▶ **Exercise**
What is needed is an exact printout of all the data.

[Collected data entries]
PR #75, opened 2016-03-12
PSR checks rewritten to be more descriptive.

pheonixstorm:
All PSR rolls now use the full terrain rather than difficult terrain. ie
+1 Light Jungle + 1 Swamp

Also fixed the Ultra Rubble level to be 6 and added a missing bog down/unstuck entry for mud.

### DIFF
--- a/megamek/src/megamek/common/Entity.java
+++ b/megamek/src/megamek/common/Entity.java
@@ -6504,19 +6504,14 @@ public abstract class Entity extends TurnOrdered implements Transporter,
             EntityMovementType moveType, IHex curHex, Coords lastPos,
             Coords curPos, boolean isLastStep) {
         PilotingRollData roll = getBasePilotingRoll(moveType);
-        addPilotingModifierForTerrain(roll, curPos);
+        boolean enteringRubble = true;
+        addPilotingModifierForTerrain(roll, curPos, enteringRubble);
 
         if (!lastPos.equals(curPos)
             && ((moveType != EntityMovementType.MOVE_JUMP)
                 || isLastStep)
             && (curHex.terrainLevel(Terrains.RUBBLE) > 0)
             && (this instanceof Mech)) {
-            int mod = 0;
-            if (curHex.terrainLevel(Terrains.RUBBLE) > 5) {
-                mod++;
-            }
-            // append the reason modifier
-            roll.append(new PilotingRollData(getId(), mod, "entering Rubble"));
             adjustDifficultTerrainPSRModifier(roll);
         } else {
             roll.addModifier(TargetRoll.CHECK_FALSE,
@@ -9764,10 +9759,18 @@ public abstract class Entity extends TurnOrdered implements Transporter,
             return;
         }
         IHex hex = game.getBoard().getHex(c);
-        int modifier = hex.terrainPilotingModifier(getMovementMode());
-        if (modifier != 0) {
-            roll.addModifier(modifier, "difficult terrain");
+        hex.terrainPilotingModifier(getMovementMode(), roll, false);
+    }
+
+    public void addPilotingModifierForTerrain(PilotingRollData roll, Coords c, boolean enteringRubble) {
+        if ((c == null) || (roll == null)) {
+            return;
         }
+        if (isOffBoard() || !(isDeployed())) {
+            return;
+        }
+        IHex hex = game.getBoard().getHex(c);
+        hex.terrainPilotingModifier(getMovementMode(), roll, enteringRubble);
     }
 
     /**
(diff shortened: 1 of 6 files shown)


arlith:
I don't like how `Terrain.pilotingModifier` and `Terrain.getUnstuckModifier` had their default values returned, and how they got changed to magic numbers.  I think it would be better to pass the PilotingRollData into those methods and add the text/modifiers there.

Also, instead of adding string literals, you should pull internationalization entries from the properties files.  I know a lot of stuff in Terrains and Hex aren't internationalized as it is, but adding isn't really a road to fixing the problem.

pheonixstorm:
> I don't like how Terrain.pilotingModifier and Terrain.getUnstuckModifier had their default return values changed

No way around it. If you look at the code pre PR hsTerrains gets looped over every terrain type in the current hex and added to a retVal. Since we want each terrain to give its type we can no longer include everything by defaulting to 0. If we do then we get Unknown Terrain as there is only a limited set of terrain types that have a psr modifier. Anything that doesn't have a modifier such as clear or woods should be ignored. So only those types listed in TacOps (even +0) should have an entry. The same goes for stuck/unstuck. The major difference being stuck/unstuck already has a -1 modifier so I could not use it again.

>  I think it would be better to pass the PilotingRollData into those methods and add the text/modifiers there.

I had originally planned on this but decided on staying as close to the original code as possible.

> you should pull internationalization entries

I really think this should be a separate PR as there is a LOT of work that needs to be addressed outside this PR when it comes to movement, strings, and internationalization.
See...
`roll.append(new PilotingRollData(getId(), mod, "entering Depth " + waterLevel + " Water"));`
`roll.addModifier(1, "superheavy mech avoiding bogging down");`
I have seen more than this but they were the recent I have run across.

pheonixstorm:
I think if I can get a handle on how the internationalization works I can make my new project to actually get terrains/hex and the SPAs all nice and language independent. Probably wouldn't finish till post stable though.

Question though, would I just add all this to messages.properties or create a new set of properties files?

Which leads me to another question. Would you rather have the internationalization done for just whats in this code or all at once?

Akjosch:
Turning the "Non-externalized strings" option in Eclipse (Preferences > Java > Compiler > Errors/Warnings) to "Warning" produces 22327 lines producing a warning (yes, *twenty two thousand three hundred and twenty seven*). I'd say it'd be better if new patches and PRs at least wouldn't *add* to this number.

arlith:
>I had originally planned on this but decided on staying as close to the original code as possible.

You're going to have to do it, because it's the only way (without a larger redesign) to not have strange return values for those methods (you could eliminate the magic numbers by having static final public state variables, but I don't like the default returns being -5 or -1; 0 is the 'correct' default return because, if there's no match, you should just not modify the roll).

> I'd say it'd be better if new patches and PRs at least wouldn't add to this number.

This is exactly the sentiment I tried to express before.  I know  there's a ton of offending string literals.  It'd be nice to get it all internationalized, but I don't expect that to happen for this PR.  What I *do* want to happen for this PSR is to internationalize the string literals it's adding.

You don't need to add a new messages.properties, just add to one that's there.  I think it's going to be the i18n/megamek/common/messages.properties, not the client one.

pheonixstorm:
@Akjosch eeewww didn't know there was THAT many.

pheonixstorm:
Should have a commit ready for pushing roll into terrain done tonight. If that one passes muster I will move on to internationalization and hopefully this PR will then be complete.

pheonixstorm:
Tested the changes out as best as I could but the dice were against me and I could never get the swamp to turn into quicksand. The change to roll.addmodifier for quicksand should work but I am not sure due to quicksand never showing its ugly face.

arlith:
You can use the map editor to create a quicksand hex (or modify the code so that the roll for turning from swamp into quicksand always succeeds).

pheonixstorm:
Forgot I could have used the map editor. Will edit my test map and try again.

pheonixstorm:
Code appears to work correctly.

vizax:
> I know there's a ton of offending string literals. It'd be nice to get it all internationalized, but I don't expect that to happen for this PR. 

I'm going to semi-hijack this PR for a comment about internationalization strings.
If you folks can come up with standards/procedures/something. I'll lend a helping hand in populating these strings. I'm never going to be able to provide any super code, but I can do basic maths and grunt work in my free time. I followed the instructions above and check all 3 projects... *25,730 total* according to my Eclipse count. I'm sure some will need to have `//$NON-NLS-<n>$` added, but still, I imagine that if everyone chips in we can knock this out sooner rather than later. I have some thoughts, but it's not my project, so I'll hold them if/until asked.

Let me know.
`/End Hijacking`

arlith:
It'd probably be best to have this conversation in a separate issue ticket.

pheonixstorm:
@arlith Should I hold off on the internationalization until #103 gets worked up or go ahead and get started?

arlith:
I would get started.  I mean, I think that the i18n keys likely won't change, so you should be able to get started now.

pheonixstorm:
Will do, I spotted the weather/environmental conditions so I will add below those. Shouldn't take long or be very difficult.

▶ **Task answer**
PR #75, opened 2016-03-12
PSR checks rewritten to be more descriptive.

pheonixstorm:
All PSR rolls now use the full terrain rather than difficult terrain. ie
+1 Light Jungle + 1 Swamp

Also fixed the Ultra Rubble level to be 6 and added a missing bog down/unstuck entry for mud.

### DIFF
--- a/megamek/src/megamek/common/Entity.java
+++ b/megamek/src/megamek/common/Entity.java
@@ -6504,19 +6504,14 @@ public abstract class Entity extends TurnOrdered implements Transporter,
             EntityMovementType moveType, IHex curHex, Coords lastPos,
             Coords curPos, boolean isLastStep) {
         PilotingRollData roll = getBasePilotingRoll(moveType);
-        addPilotingModifierForTerrain(roll, curPos);
+        boolean enteringRubble = true;
+        addPilotingModifierForTerrain(roll, curPos, enteringRubble);
 
         if (!lastPos.equals(curPos)
             && ((moveType != EntityMovementType.MOVE_JUMP)
                 || isLastStep)
             && (curHex.terrainLevel(Terrains.RUBBLE) > 0)
             && (this instanceof Mech)) {
-            int mod = 0;
-            if (curHex.terrainLevel(Terrains.RUBBLE) > 5) {
-                mod++;
-            }
-            // append the reason modifier
-            roll.append(new PilotingRollData(getId(), mod, "entering Rubble"));
             adjustDifficultTerrainPSRModifier(roll);
         } else {
             roll.addModifier(TargetRoll.CHECK_FALSE,
@@ -9764,10 +9759,18 @@ public abstract class Entity extends TurnOrdered implements Transporter,
             return;
         }
         IHex hex = game.getBoard().getHex(c);
-        int modifier = hex.terrainPilotingModifier(getMovementMode());
-        if (modifier != 0) {
-            roll.addModifier(modifier, "difficult terrain");
+        hex.terrainPilotingModifier(getMovementMode(), roll, false);
+    }
+
+    public void addPilotingModifierForTerrain(PilotingRollData roll, Coords c, boolean enteringRubble) {
+        if ((c == null) || (roll == null)) {
+            return;
         }
+        if (isOffBoard() || !(isDeployed())) {
+            return;
+        }
+        IHex hex = game.getBoard().getHex(c);
+        hex.terrainPilotingModifier(getMovementMode(), roll, enteringRubble);
     }
 
     /**
(diff shortened: 1 of 6 files shown)


arlith:
I don't like how `Terrain.pilotingModifier` and `Terrain.getUnstuckModifier` had their default values returned, and how they got changed to magic numbers.  I think it would be better to pass the PilotingRollData into those methods and add the text/modifiers there.

Also, instead of adding string literals, you should pull internationalization entries from the properties files.  I know a lot of stuff in Terrains and Hex aren't internationalized as it is, but adding isn't really a road to fixing the problem.

pheonixstorm:
> I don't like how Terrain.pilotingModifier and Terrain.getUnstuckModifier had their default return values changed

No way around it. If you look at the code pre PR hsTerrains gets looped over every terrain type in the current hex and added to a retVal. Since we want each terrain to give its type we can no longer include everything by defaulting to 0. If we do then we get Unknown Terrain as there is only a limited set of terrain types that have a psr modifier. Anything that doesn't have a modifier such as clear or woods should be ignored. So only those types listed in TacOps (even +0) should have an entry. The same goes for stuck/unstuck. The major difference being stuck/unstuck already has a -1 modifier so I could not use it again.

>  I think it would be better to pass the PilotingRollData into those methods and add the text/modifiers there.

I had originally planned on this but decided on staying as close to the original code as possible.

> you should pull internationalization entries

I really think this should be a separate PR as there is a LOT of work that needs to be addressed outside this PR when it comes to movement, strings, and internationalization.
See...
`roll.append(new PilotingRollData(getId(), mod, "entering Depth " + waterLevel + " Water"));`
`roll.addModifier(1, "superheavy mech avoiding bogging down");`
I have seen more than this but they were the recent I have run across.

pheonixstorm:
I think if I can get a handle on how the internationalization works I can make my new project to actually get terrains/hex and the SPAs all nice and language independent. Probably wouldn't finish till post stable though.

Question though, would I just add all this to messages.properties or create a new set of properties files?

Which leads me to another question. Would you rather have the internationalization done for just whats in this code or all at once?

Akjosch:
Turning the "Non-externalized strings" option in Eclipse (Preferences > Java > Compiler > Errors/Warnings) to "Warning" produces 22327 lines producing a warning (yes, *twenty two thousand three hundred and twenty seven*). I'd say it'd be better if new patches and PRs at least wouldn't *add* to this number.

arlith:
>I had originally planned on this but decided on staying as close to the original code as possible.

You're going to have to do it, because it's the only way (without a larger redesign) to not have strange return values for those methods (you could eliminate the magic numbers by having static final public state variables, but I don't like the default returns being -5 or -1; 0 is the 'correct' default return because, if there's no match, you should just not modify the roll).

> I'd say it'd be better if new patches and PRs at least wouldn't add to this number.

This is exactly the sentiment I tried to express before.  I know  there's a ton of offending string literals.  It'd be nice to get it all internationalized, but I don't expect that to happen for this PR.  What I *do* want to happen for this PSR is to internationalize the string literals it's adding.

You don't need to add a new messages.properties, just add to one that's there.  I think it's going to be the i18n/megamek/common/messages.properties, not the client one.

pheonixstorm:
@Akjosch eeewww didn't know there was THAT many.

pheonixstorm:
Should have a commit ready for pushing roll into terrain done tonight. If that one passes muster I will move on to internationalization and hopefully this PR will then be complete.

pheonixstorm:
Tested the changes out as best as I could but the dice were against me and I could never get the swamp to turn into quicksand. The change to roll.addmodifier for quicksand should work but I am not sure due to quicksand never showing its ugly face.

arlith:
You can use the map editor to create a quicksand hex (or modify the code so that the roll for turning from swamp into quicksand always succeeds).

pheonixstorm:
Forgot I could have used the map editor. Will edit my test map and try again.

pheonixstorm:
Code appears to work correctly.

vizax:
> I know there's a ton of offending string literals. It'd be nice to get it all internationalized, but I don't expect that to happen for this PR. 

I'm going to semi-hijack this PR for a comment about internationalization strings.
If you folks can come up with standards/procedures/something. I'll lend a helping hand in populating these strings. I'm never going to be able to provide any super code, but I can do basic maths and grunt work in my free time. I followed the instructions above and check all 3 projects... *25,730 total* according to my Eclipse count. I'm sure some will need to have `//$NON-NLS-<n>$` added, but still, I imagine that if everyone chips in we can knock this out sooner rather than later. I have some thoughts, but it's not my project, so I'll hold them if/until asked.

Let me know.
`/End Hijacking`

arlith:
It'd probably be best to have this conversation in a separate issue ticket.

pheonixstorm:
@arlith Should I hold off on the internationalization until #103 gets worked up or go ahead and get started?

arlith:
I would get started.  I mean, I think that the i18n keys likely won't change, so you should be able to get started now.

pheonixstorm:
Will do, I spotted the weather/environmental conditions so I will add below those. Shouldn't take long or be very difficult.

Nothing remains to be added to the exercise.